# Voltage Drop in Residential Settings.



## ilikepez (Mar 24, 2011)

So according to 210.19 we need to keep voltage drop below 3% for all branch circuits, and under 5% when we include feeders and the branch circuits.

I was calculating the voltage drop for 14 AWG for instance and found out that I could only make a 40' one way run on a 15 amp circuit. But I figured I might be doing something wrong because I see guys running 15 amp circuits with 14 AWG all over huge houses and they must have circuits that run at least 100 feet. 

Am I doing the calculation wrong or do a bunch of people just violate that part of the code?


----------



## user4818 (Jan 15, 2009)

You're assuming a full load of 15 amps. In reality, most residential circuits are not loaded anywhere close to 15 amps, hence voltage drop is not an issue.


----------



## HARRY304E (Sep 15, 2010)

ilikepez said:


> So according to 210.19 we need to keep voltage drop below 3% for all branch circuits, and under 5% when we include feeders and the branch circuits.
> 
> I was calculating the voltage drop for 14 AWG for instance and found out that I could only make a 40' one way run on a 15 amp circuit. But I figured I might be doing something wrong because I see guys running 15 amp circuits with 14 AWG all over huge houses and they must have circuits that run at least 100 feet.
> 
> Am I doing the calculation wrong or do a bunch of people just violate that part of the code?


If there running 100"s of feet of 14 then they really don't care about what they are doing so the NEC does not matter in this case.


----------



## ilikepez (Mar 24, 2011)

So what load should I assume for say ten outlets?


----------



## nitro71 (Sep 17, 2009)

The NEC doesn't require us to design for voltage drop. It suggests we should. Voltage drop is based off the amperage being used. Not the circuit ampacity. 3% is way to small to worry about. I don't worry about anything under 10% myself.


----------



## ilikepez (Mar 24, 2011)

nitro71 said:


> The NEC doesn't require us to design for voltage drop. It suggests we should. Voltage drop is based off the amperage being used. Not the circuit ampacity. 3% is way to small to worry about. I don't worry about anything under 10% myself.

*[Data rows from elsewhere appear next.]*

PR #1198, opened 2016-06-13
Adding kubernetes-e2e-gce-federation to list of merge blocking suites

nikhiljindal:
cc @kubernetes/sig-cluster-federation @lavalamp 
Will wait for the test to be green for a while before merging this.

Ref https://github.com/kubernetes/kubernetes/issues/26723

---

This change is [Reviewable](https://reviewable.kubernetes.io/reviews/kubernetes/contrib/1198)

### DIFF
--- a/mungegithub/mungers/submit-queue.go
+++ b/mungegithub/mungers/submit-queue.go
@@ -401,6 +401,7 @@ func (sq *SubmitQueue) AddFlags(cmd *cobra.Command, config *github.Config) {
 		"kubernetes-build",
 		"kubernetes-test-go",
 		"kubernetes-e2e-gce",
+		"kubernetes-e2e-gce-federation",
 		"kubernetes-e2e-gce-slow",
 		"kubernetes-e2e-gce-serial",
 		"kubernetes-e2e-gke-serial",


goltermann:
@nikhiljindal What issue is blocking these tests being green?

nikhiljindal:
Fixes waiting to be merged: https://github.com/kubernetes/kubernetes/pull/27407, https://github.com/kubernetes/kubernetes/pull/27411 and https://github.com/kubernetes/kubernetes/pull/27390.
Some of the other fixes are being discussed in https://github.com/kubernetes/kubernetes/issues/26762

goltermann:
@nikhiljindal each of the 4 blockers you mentioned have been merged.

nikhiljindal:
The tests are still not green.
Sent https://github.com/kubernetes/contrib/pull/1242 so that we have automatic issue filing for failing tests.

nikhiljindal:
We should be ready to merge this once https://github.com/kubernetes/kubernetes/issues/28615 is fixed.

quinton-hoole:
Yup, agreed.

lavalamp:
Do you have a presubmit test that covers this? I'm not turning on blocking post submits that aren't covered by presubmits.

nikhiljindal:
By presubmit, do you mean adding this suite to PR builder tests?
We have an issue open for it: https://github.com/kubernetes/test-infra/issues/155, but havent implemented it yet.

lavalamp:
Yes.

quinton-hoole:
Sorry, I typed up a long response to this yesterday, but must not have submitted it.  I will try again, but in summary:

1. we already have this problem (many test jobs, like -slow, -serial, and several others are already merge-blockers but not present in pre-submits.
2. There is some work to do before Federation e2e tests can be added to presubmit checks (see the issue @nikhiljindal quotes above).

quinton-hoole:
@lavalamp I would strongly suggest that we merge this PR, and address  kubernetes/test-infra#155 separately as the next step.  Unless I'm missing something?

quinton-hoole:
`belated comment from yesterday, that I accidentally failed to push the submit button on :-) `

@lavalamp There is currently no way to run e2e tests against multiple cluster deployments in the presubmit tests (at least that I'm aware of).  The presubmit tests currently spin up a single cluster, and run a predefined set of tests against that single cluster.

To add the federation tests to presubmit, we'd have to teach the pre-submit test infrastructure to spin up multiple "clusters" (in this case one of those would actually be a federation of clusters), and then run a different set of tests across each cluster, presumably in parallel, to keep elapsed time to a minimum).

Besides that, we already have this problem.  The following test jobs are merge-blockers but not included in presubmit tests:

```
		"kubernetes-e2e-gce-slow",		  	
  		"kubernetes-e2e-gce-serial",		  	
  		"kubernetes-e2e-gke-serial",		  	
 		"kubernetes-e2e-gke",		 		
 		"kubernetes-e2e-gke-slow",		 		
 		"kubernetes-e2e-gce-scalability",		 		
 		"kubernetes-kubemark-5-gce",		 		
```

lavalamp:
We chatted offline and seem to agree that getting a presubmit test running first is best for the whole team, even though it will cause federation some pain until it is in.

quinton-hoole:
Ack! I agree.

madhusudancs:
Is there a middle ground here? Can we run federation tests against a single cluster in the pre-submit. That should help us catch breaking changes in the Kubernetes code we depend on (code that we import as libraries from `k8s.io/kubernetes/pkg`). For example, this would have helped us catch https://github.com/kubernetes/kubernetes/pull/29123. 

I understand this is less useful than running the tests against multiple clusters, but it is not useless. And it helps us have something, instead of having nothing, until we resolve all the other issues.

lavalamp:
I'm fine with adding that as a presubmit. Warning, though-- if we get a
bunch of post-submit breaks even with that in place, then I'll kick the
post-submit job to nonblocking.

madhusudancs:
@lavalamp fair enough.

test-foxish:
recomputing cla status...

PR #1199, opened 2016-06-14
fix UI for flakes & nonblocking suites

lavalamp:
Tired of the UI being totally wrong and confusing. Turns out to be easy.

image


rmmh:
That yellow/gray contrast is pretty poor, could you use orange instead?

lavalamp:
done

lavalamp:
This is an improvement and I have to restart anyway.

PR #1201, opened 2016-06-14
make resolutions work in weak stable jobs

lavalamp:


lavalamp:
Merge queue is blocked right now due to this so I'm just going to go ahead and push and restart.

PR #1203, opened 2016-06-14
Display when the test are 'yellow'

eparis:
troubled

They aren't quite red..  So give a slightly different header and message
for ignorable flakes and manual overrides


eparis:
@lavalamp Ha, I did this yesterday and never sent a PR.

PR #1204, opened 2016-06-14
Add emergency stop button

lavalamp:


mungegithub/mungers/submit-queue.go
```diff
@@ -466,6 +506,10 @@ func (sq *SubmitQueue) e2eStable(aboutToMerge bool) bool {
 	wentUnstable := false
 
 	stable, ignorableFlakes := sq.e2e.GCSBasedStable()
+	if stable && sq.emergencyMergeStop() {
+		stable = false
+		glog.Errorf("E2E counts as not stable because an emergency merge stop is in progress.")
```
eparis: Is this going to be too spammy? Maybe it's ok.

eparis: I'm worried this is going to log as fast as the CPU will let it log if the tests are all green, there is something in the queue, but it has been stopped...

lavalamp: I will adjust.

lavalamp:
Updated, but I'm pretty sure it polls once every 30 seconds in that case instead of constantly.

lavalamp:
Merge queue is stopped so I'm going to push.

Okay that makes sense. Looking at it more closely I understand what you're saying.


----------



## nitro71 (Sep 17, 2009)

If you are building larger, very expensive houses, with very long runs, you might want to consider using sub panels in strategic locations. But for your average 5000 square footer I wouldn't sweat it.


----------



## HARRY304E (Sep 15, 2010)

ilikepez said:


> So what load should I assume for say ten outlets?


 
1800 watts. each outlet is 180 voltamperes



*(I) Receptacle Outlets. 
*Except as covered in 220.14(J)
and (K), receptacle outlets shall be calculated at not less
than 180 volt-amperes for each single or for each multiple
receptacle on one yoke. A single piece of equipment consisting
of a multiple receptacle comprised of four or more receptacles
shall be calculated at not less than 90 volt-amperes per
receptacle. This provision shall not be applicable to the receptacle​outlets specified in 210.11(C)(1) and (C)(2).
​


----------



## macmikeman (Jan 23, 2007)

HARRY304E said:


> 1800 watts. each outlet is 180 voltamperes
> 
> 
> 
> ...


In a dwelling the 180 volt amps per receptacle outlet is not a requirement per the NEC. It is for non dwellings.
Its a design issue.


----------



## hardworkingstiff (Jan 22, 2007)

A few years ago I was reading about some studies Baltimore did in regards to VD. They decided that if it was kept below 10% on a full load (15-amps for a #14 circuit) that it was acceptable, and above that their study seemed to indicate an increase in fire incidents.


----------



## oliquir (Jan 13, 2011)

you are lucky it is a rule in CEC to follow voltage drop rule


----------



## Rockyd (Apr 22, 2007)

ilikepez said:


> So according to 210.19 we need to keep voltage drop below 3% for all branch circuits, and under 5% when we include feeders and the branch circuits.
> 
> 
> Am I doing the calculation wrong or do a bunch of people just violate that part of the code?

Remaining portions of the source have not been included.